See our latest analysis for Surmodics

Comparing Surmodics, Inc.'s CEO Compensation With The Industry

According to our data, Surmodics, Inc. has a market capitalization of US$462m, and paid its CEO total annual compensation worth US$3.5m over the year to September 2023. Notably, that's an increase of 14% over the year before. We think total compensation is more important but our data shows that the CEO salary is lower, at US$640k.

On examining similar-sized companies in the American Medical Equipment industry with market capitalizations between US$200m and US$800m, we discovered that the median CEO total compensation of that group was US$3.1m. So it looks like Surmodics compensates Gary Maharaj in line with the median for the industry. Moreover, Gary Maharaj also holds US$6.2m worth of Surmodics stock directly under their own name, which reveals to us that they have a significant personal stake in the company.

Component

2023

2022

Proportion (2023)

Salary

US$640k

US$620k

18%

Other

US$2.9m

US$2.5m

82%

Total Compensation

US$3.5m

US$3.1m

100%

Talking in terms of the industry, salary represented approximately 27% of total compensation out of all the companies we analyzed, while other remuneration made up 73% of the pie. Surmodics pays a modest slice of remuneration through salary, as compared to the broader industry. If total compensation is slanted towards non-salary benefits, it indicates that CEO pay is linked to company performance.

ceo-compensation
ceo-compensation

A Look at Surmodics, Inc.'s Growth Numbers

Surmodics, Inc.'s earnings per share (EPS) grew 96% per year over the last three years. In the last year, its revenue is up 36%.

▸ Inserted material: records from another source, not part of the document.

PR #1944, opened 2022-01-05
ENH - attempt to speed things up a bit

schoffelen:
executing ft_defaults upon matlab startup takes a relatively long time (on the order of 8 seconds on matlab >2020b on linux). A substantial amount of time is spent in myaddpath (subfunction of ft_hastoolbox). Things can be sped up substantially with the current PR, where ft_hastoolbox allows for a cell-array of inputs, requiring fewer calls (eventually) to the low level matlab path function.

Of course this falls in the category 'prutsen in de marge', but might improve the overall user experience.

### DIFF
--- a/ft_defaults.m
+++ b/ft_defaults.m
@@ -244,127 +244,73 @@ if ~isdeployed
     end
   end
   
+  % this directory contains various functions that were obtained from elsewere, e.g. MATLAB file exchange
+  addtopath = {'fileexchange'};
+
+  % these directories deal with compatibility with older MATLAB versions and with Octave
+  if ft_platform_supports('matlabversion', -inf, '2008a'), addtopath{end+1} = 'compat/matlablt2008b'; end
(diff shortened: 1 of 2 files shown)


ft_defaults.m
```diff
@@ -244,127 +244,73 @@
...
-    % this contains test scripts
-    ft_hastoolbox('test', 1, 1);
+    ft_hastoolbox(addtopath, 3, 1);
   end
   
-  try
-    % this contains the functions for spike and spike-field analysis
-    ft_hastoolbox('contrib/spike', 1, 1);
-  end
+  addtopath = {'template/layout'     'template/anatomy' 'template/headmodel' 'template/electrode' 'template/neighbours' 'template/sourcemodel'}; % these contains template layouts, neighbour structures, MRIs and cortical meshes
```
robertoostenveld, line 292: I shortly worried about the fieldtrip-lite zip file on the ftp, which excludes the template files. But I checked: the directories are still there, so that should not pose a problem.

Overall this is a positive result for shareholders, showing that the company has improved in recent years. The combination of strong revenue growth with medium-term EPS improvement certainly points to the kind of growth we like to see. Looking ahead, you might want to check this free visual report on analyst forecasts for the company's future earnings..

Has Surmodics, Inc. Been A Good Investment?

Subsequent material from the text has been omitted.